Hallo, kann mir jemand Erfahrung mitteilen, vielleicht Stärken und Schwächen. Evtl. auch einen Gebrauchtpreis, so in etwa....?


Danke


----------



## tmx (12. Juni 2011)

*AW: Humminbird 798ci HD SI Combo Echolot*

Gebraucht sind die HB SI Geräte kaum erhältlich, zumindest nach meinen Beobachtungen bei EBay.

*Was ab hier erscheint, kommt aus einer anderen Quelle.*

PR #2790, opened 2024-03-11
plugin-flow-builder: use only content id outside plugin

Iru89:
## Description

This PR for the moment is just a Draft to see how we could change the functions to get the contents without using the UUID (in the code it is called id) and use only the ContentID (in the code it is called code).

The idea is to have ContentID instead of UUID hardcoded in the bot code, this way if the client deletes and recreates a node in the frontend of the flow builder but puts the same ContentID the bot will still work the same.

## Context

Use the `getContentsByContentID` function if you need to get content in an action written in the bot code, instead of using the `getContentsById`.  The function `getContentsByContentID` can be useful if you want to render a content in a custom message in webchat but not in other channels like WhatsApp. For example in a rating action in webchat you want a custom message to select the stars but in Whatsapp you want it to be a normal message with buttons.

Add the function `getUUIDByContentID` that will allow to get the UUID of a node using the ContentID. This is useful in case you need to pass the UUID as a payload to the botonicInit function of the plugin-flow-builder to do handoff, tracking, etc.

Make the `getContentsById` function private so that it cannot be called from outside the plugin.

You can no longer use the function getContentsById in the bot code, this function becomes private, instead of this function you should use getContentsByContentID. 

If the BotAction node has a followUp instead of passing its followUpId (UUID) as a payload parameter, the followUpContentID will be added and using the getContentsByContentID function you can get the contents to render.

Example using a BotAction with followUp:  
```typescript
import {
  FlowBuilderActionProps,
  FlowBuilderMultichannelAction,
} from '@botonic/plugin-flow-builder'
import { RequestContext } from '@botonic/react'
import React from 'react'

import { BotRequest } from '../types'
import { getRequestData } from '../utils/actions'

interface RatingParms {
  value: number
  followUpContentID: string
}

export class TestRatingAction extends FlowBuilderMultichannelAction {
  static async botonicInit(
    request: BotRequest
    const { cmsPlugin, botContext, payload } = getRequestData(request)
    const payloadParams = cmsPlugin.getPayloadParams<RatingParms>(payload)

    console.log('Do some logic with payloadParams', { payloadParams })

    const contents = await cmsPlugin.getContentsByContentID(
          payloadParams.followUpContentID,
          botContext.locale
        )

    return { contents }
  }
}

```


packages/botonic-plugin-flow-builder/src/index.ts
```diff
@@ -90,16 +90,21 @@ export default class BotonicPluginFlowBuilder implements Plugin {
...
     prevContents?: FlowContent[]
   ): Promise<FlowContent[]> {
-    const node = this.cmsApi.getNodeByCode(code) as HtNodeWithContent
+    const node = this.cmsApi.getNodeByContentID(contentID) as HtNodeWithContent
     return await this.getContentsByNode(node, locale, prevContents)
   }
 
-  async getContentsById(
+  async getUUIDByContentID(contentID: string): Promise<string> {
+    const node = this.cmsApi.getNodeByContentID(contentID)
```
Iru89, line 103: Is it necessary to use an await?

vanbasten17 (approved):

packages/botonic-plugin-flow-builder/src/api.ts
```diff
@@ -56,11 +57,11 @@ export class FlowBuilderApi {
     return node as T
   }
 
-  getNodeByCode(code: string): HtNodeComponent {
+  getNodeByContentID(contentID: string): HtNodeComponent {
```
AinaVendrell, line 60: why using uppercase `D` instead of `Id` as we do with other variables?

AinaVendrell (approved):

packages/botonic-plugin-flow-builder/src/api.ts
Iru89: I have used ContentID because that is how it is written in the flow builder frontend

PR #2816, opened 2024-05-03
Botonic-React: add url icon theme property

AlbertGom:
## Description
Added a property (`urlIcon`) to the webchat theme to be able to show or not an url icon to url buttons. If the property is enabled, a default icon will be shown but there is the possibility to set a custom icon.

Url button with custom icon set:

Captura de pantalla de 2024-05-03 15-15-40

Url button with default icon:

Captura de pantalla de 2024-05-03 16-26-52

## Context
With this change the user will have a better experience since it will easily identify which buttons take him to an external web page.

The urlIcon property can have a enable prop and a image prop.

- If the enable prop is set to false, it will not show the icon (even if an image prop is set)
- If the enable prop is set to true and no image set, then the default icon will be shown.
- If the enable prop is set to true and image set, then the custom icon will be shown.
- If no enable prop, but image set, then the icon will be shown.
- If no enable nor image prop set, then no icon will be shown.

With default icon:

```
button: {
      urlIcon: { enable: true },
      messageType: 'text',
    },
```

With custom icon:
```

 button: {
      urlIcon: { image: UrlIcon },
      messageType: 'text',
    },
```

Without url icon:
```

  button: {
      messageType: 'text',
    },
```


elozano98 (approved):

packages/botonic-react/src/components/button.jsx
```diff
@@ -137,6 +138,22 @@ export const Button = props => {
...
+    const urlIconImage = getThemeProperty(
+      WEBCHAT.CUSTOM_PROPERTIES.urlIconImage
+    )
+
+    const urlIcon = urlIconEnabled
+      ? urlIconImage ?? WEBCHAT.DEFAULTS.URL_ICON
+      : propertyDisabled(urlIconEnabled)
+        ? undefined
+        : urlIconImage
+
```
Iru89, line 156: You are not using the urlIconProp anywhere. I think this could be simpler, the getThemeProperty function accepts a second parameter which is used in case the first one is undefined.
```suggestion
    const urlIconEnabled = getThemeProperty(
      WEBCHAT.CUSTOM_PROPERTIES.urlIconEnabled,
      false
    )

    const urlCustomIconImage = getThemeProperty(
      WEBCHAT.CUSTOM_PROPERTIES.urlIconImage,
      WEBCHAT.DEFAULTS.URL_ICON
    )

    const urlIcon =
      urlIconEnabled || urlCustomIconImage ? urlCustomIconImage : undefined
```

packages/botonic-react/src/components/button.jsx
```diff
@@ -149,14 +166,26 @@ export const Button = props => {
...
+          />
+        )}
       </StyledButton>
     )
   }
 
+  const propertyDisabled = value => {
+    return value === false
+  }
+
```
Iru89, line 188: remove this function

packages/botonic-react/src/components/button.jsx
```diff
@@ -149,14 +166,26 @@ export const Button = props => {
...
           ...(props.disabled && autoDisable && disabledStyle),
+          position: 'relative',
         }}
         bottom={props.bottomRadius}
       >
         {props.children}
+        {props.url && urlIcon && (
+          <img
+            className='botonic-url-icon'
+            style={{ width: '20px', position: 'absolute', right: '12px' }}
```
Iru89, line 177: If you set the prop position absolute, the image is above the button text

Iru89 (changes requested):

packages/botonic-react/src/components/button.jsx
Iru89: I wouldn't use inline styles, these styles can't be easily overwritten and are the ones we end up putting an !important. 
Better to use css or styles in a styled component

Iru89 (changes requested):

packages/botonic-react/src/components/button.jsx
AlbertGom: With your solution, the condition will always be true and the url image will always be shown. That's why I'm not using the default value in getThemeProperty function (the second parameter).

packages/botonic-react/src/components/button.jsx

Zum Gerät selbst kann ich leider nichts beitragen, ausser dass das Display mir persönlich zu klein wäre.


----------



## volkerm (12. Juni 2011)

*AW: Humminbird 798ci HD SI Combo Echolot*

Dann schau Dir mal den Aufpreis für die nächst größere Kategorie an.


----------



## tmx (12. Juni 2011)

*AW: Humminbird 798ci HD SI Combo Echolot*

Tja, den kenne ich und musste daher leider auch in den sauren Apfel beißen..


----------



## volkerm (12. Juni 2011)

*AW: Humminbird 798ci HD SI Combo Echolot*

Man kommt auch mit dem 7er klar, muss man halt näher ran.


----------



## Bauer (12. Juni 2011)

*AW: Humminbird 798ci HD SI Combo Echolot*

Das Display vom 798 SI muss keinen Vergleich scheuen.
Ich nutze ein HDS 7 und ein 798 SI. Im Vergleich hat das HDS 7 das größere Display, aber auf dem 798 SI erkennt man trotzdem mehr, weil es viel klarer und schärfer darstellt. Das merkt man besonders, wenn man die Plotter-Funktion nutzt.


----------



## goover (12. Juni 2011)

*AW: Humminbird 798ci HD SI Combo Echolot*

Hi, dass ist doch schon was.... Ich habe gerade zugeschlagen. Sind die immer Portabel, oder kostet das Kit extra? Bei meinem ist auch eine Geberstange und co dabei....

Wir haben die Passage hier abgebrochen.